Sorry, this is not correct.

 

For one, none of the sensor sites or cells registers the luminance. The luminance is the total energy that arrives at a given site or point of the sensor. There is a filter in front of each site which discards part of that energy and passes only some of the light.

 

For a site or cell behind a green filter, there is no way of reconstructing how much blue or red light is emitted by the object in that place. All the sensor can tell is that in this particular place the green filter passed a certain amount of light within the bandwidth of the green filter. The same applies to sensor sites behind red and blue filters.

 

In this sense, the sensor sites or cells or elements (called "sensels" by some) are not pixels in the usual accepted sense of the word. Each one carries information about one third of the visible spectrum.
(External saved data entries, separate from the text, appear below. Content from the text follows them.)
PR #601, opened 2023-07-20
[shared_preferences] Update to support shared_preferences 2.2.0

kazakan:
- Update shared_preferences to 2.2.0.
- Update shared_preferences_platform_interface to 2.3.0.
- Implement `clearWithParameters` and `getAllWithParameters`
- Update integration_test.

### DIFF
--- a/packages/shared_preferences/CHANGELOG.md
+++ b/packages/shared_preferences/CHANGELOG.md
@@ -1,6 +1,9 @@
-## NEXT
+## 2.1.1
 
 * Increase the minimum Flutter version to 3.3.
+* Update shared_preferences to 2.2.0.
+* Update shared_preferences_interface to 2.3.0.
+* Update integration_test.
 
 ## 2.1.0
 
--- a/packages/shared_preferences/CHANGELOG.md
+++ b/packages/shared_preferences/CHANGELOG.md
@@ -3,6 +3,7 @@
 * Increase the minimum Flutter version to 3.3.
 * Update shared_preferences to 2.2.0.
 * Update shared_preferences_interface to 2.3.0.
+* Add `clearWithParameters` and `getAllWithParameters`.
 * Update integration_test.
 
 ## 2.1.0
--- a/packages/shared_preferences/CHANGELOG.md
+++ b/packages/shared_preferences/CHANGELOG.md
@@ -4,6 +4,8 @@
 * Update shared_preferences to 2.2.0.
 * Update shared_preferences_interface to 2.3.0.
 * Add `clearWithParameters` and `getAllWithParameters`.
+* Update `clear` to use `clearWithParameters`
+* Update `getAll` to use `getAllWithParameters`
 * Update integration_test.
 
 ## 2.1.0
--- a/packages/shared_preferences/CHANGELOG.md
+++ b/packages/shared_preferences/CHANGELOG.md
@@ -1,4 +1,4 @@
-## 2.1.1
+## 2.2.0
 
 * Increase the minimum Flutter version to 3.3.
 * Update shared_preferences to 2.2.0.
--- a/packages/shared_preferences/lib/shared_preferences_tizen.dart
+++ b/packages/shared_preferences/lib/shared_preferences_tizen.dart
@@ -94,7 +94,7 @@ class SharedPreferencesPlugin extends SharedPreferencesStorePlatform {
         failed |= !(await remove(key));
       }
     }
-    return failed;
+    return !failed;
   }
 
   @override
--- a/packages/shared_preferences/lib/shared_preferences_tizen.dart
+++ b/packages/shared_preferences/lib/shared_preferences_tizen.dart
@@ -7,6 +7,7 @@ import 'dart:ffi';
 
 import 'package:ffi/ffi.dart';
 import 'package:shared_preferences_platform_interface/shared_preferences_platform_interface.dart';
+import 'package:shared_preferences_platform_interface/types.dart';
 import 'package:tizen_interop/4.0/tizen.dart';
 
 /// The Tizen implementation of [SharedPreferencesStorePlatform].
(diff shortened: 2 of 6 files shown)


packages/shared_preferences/lib/shared_preferences_tizen.dart
```diff
@@ -82,9 +83,34 @@ class SharedPreferencesPlugin extends SharedPreferencesStorePlatform {
...
 
+  @override
+  Future<bool> clearWithParameters(ClearParameters parameters) async {
+    final PreferencesFilter filter = parameters.filter;
+    final List<String> keys = List<String>.of(_preferences.keys);
+    bool failed = false;
+    for (final String key in keys) {
+      if (key.startsWith(filter.prefix) &&
+          (filter.allowList == null || filter.allowList!.contains(key))) {
+        failed |= !(await remove(key));
```
JSUYA, line 94: `!(await remove(key))` This code returns false even if remove succeeds.

packages/shared_preferences/CHANGELOG.md
```diff
@@ -1,6 +1,9 @@
-## NEXT
+## 2.2.0
 
 * Increase the minimum Flutter version to 3.3.
+* Update shared_preferences to 2.2.0.
+* Update shared_preferences_interface to 2.3.0.
+* Update integration_test.
```
JSUYA, line 6: The point of this update is the addition of two APIs. It would be good to write this down as well. (clearWithParameters, getAllWithParameters)

JSUYA (commented):
Have you tested the newly added API? There is no this api's unit test in shared_preferences's [integration_test](https://github.com/flutter/packages/blob/main/packages/shared_preferences/shared_preferences/example/integration_test/shared_preferences_test.dart). (Tested on each platform implementation.)


In this case, it is better to write the results in the comment after testing.

packages/shared_preferences/lib/shared_preferences_tizen.dart
kazakan: About integration_test, `getAllWithParameters` and `clearWithParameters` are used by other methods in original shared_preferences package. It seems they omit test about two api's because if they don't work properly, other methods won't work properly.

kazakan:
> Have you tested the newly added API? There is no this api's unit test in shared_preferences's [integration_test](https://github.com/flutter/packages/blob/main/packages/shared_preferences/shared_preferences/example/integration_test/shared_preferences_test.dart). (Tested on each platform implementation.)

`getAllWithParameters` and `clearWithParameters` are used by other methods in original shared_preferences package. It seems they omit test about two api's because if they don't work properly, other methods won't work properly.

packages/shared_preferences/lib/shared_preferences_tizen.dart
kazakan: Fix by returning `!failed` at last of this method. This makes return `false` when `remove` of any key failed.

packages/shared_preferences/CHANGELOG.md
kazakan: Added it!

packages/shared_preferences/lib/shared_preferences_tizen.dart
JSUYA: OK but I don't know if we should stop or continue the for loop if remove fails. What do you think?
The Linux implementation writes `preference` and returns false if an exception occurs. when an exception occurs, further writing stops.

(If you will the for loop to stop when remove fails, you can replace `failed` with `ret` (like other code).)

JSUYA:
> > Have you tested the newly added API? There is no this api's unit test in shared_preferences's [integration_test](https://github.com/flutter/packages/blob/main/packages/shared_preferences/shared_preferences/example/integration_test/shared_preferences_test.dart). (Tested on each platform implementation.)
> 
> `getAllWithParameters` and `clearWithParameters` are used by other methods in original shared_preferences package. It seems they omit test about two api's because if they don't work properly, other methods won't work properly.

However, even before clearWithParameters's failed was fixed, integration_test was still all pass.

packages/shared_preferences/lib/shared_preferences_tizen.dart
kazakan: Then it would be good to stop on exception like other implementations for unity. I'll fix it.

kazakan:
> > > Have you tested the newly added API? There is no this api's unit test in shared_preferences's [integration_test](https://github.com/flutter/packages/blob/main/packages/shared_preferences/shared_preferences/example/integration_test/shared_preferences_test.dart). (Tested on each platform implementation.)
> > 
> > 
> > `getAllWithParameters` and `clearWithParameters` are used by other methods in original shared_preferences package. It seems they omit test about two api's because if they don't work properly, other methods won't work properly.
> 
> However, even before clearWithParameters's failed was fixed, integration_test was still all pass.

Yes. I think I was wrong. It seems the test of original package missed this point. For more accurate test, we need to add more test code.

packages/shared_preferences/lib/shared_preferences_tizen.dart
kazakan: Fixed to return false right after remove fail.

JSUYA (approved):
LGTM

packages/shared_preferences/lib/shared_preferences_tizen.dart
```diff
@@ -82,9 +83,36 @@ class SharedPreferencesPlugin extends SharedPreferencesStorePlatform {
     return tizen.preference_remove_all() == 0;
   }
```
kazakan, line 84: Other implementation uses `clearWithParameters` in `clear` but this implement doesn't. Wouldn't this be a big problem in future?

JSUYA: You are right. it should modified before merged.

kazakan: I modified it.

Swanseo0 (approved):
LGTM!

A real pixel would carry the complete information about the color, usually expressed in terms of R, G and B brightness, respectively.

 

The conversion of the image from the filtered sited into real pixels with three colors is done by the de-mosaicing part of the raw conversion software. As you point out, there are heuristics which enable the software to supply color values that are missing in the picture as provided by the sensor, but those heuristics are not guaranteed to exactly reconstruct the original scene. Hence, they are not more accurate than a mere interpolation, but they might result in pictures which are more pleasant to look at.

 

There are sensors which do not use any color filter arrays, but these are not what we're discussing here.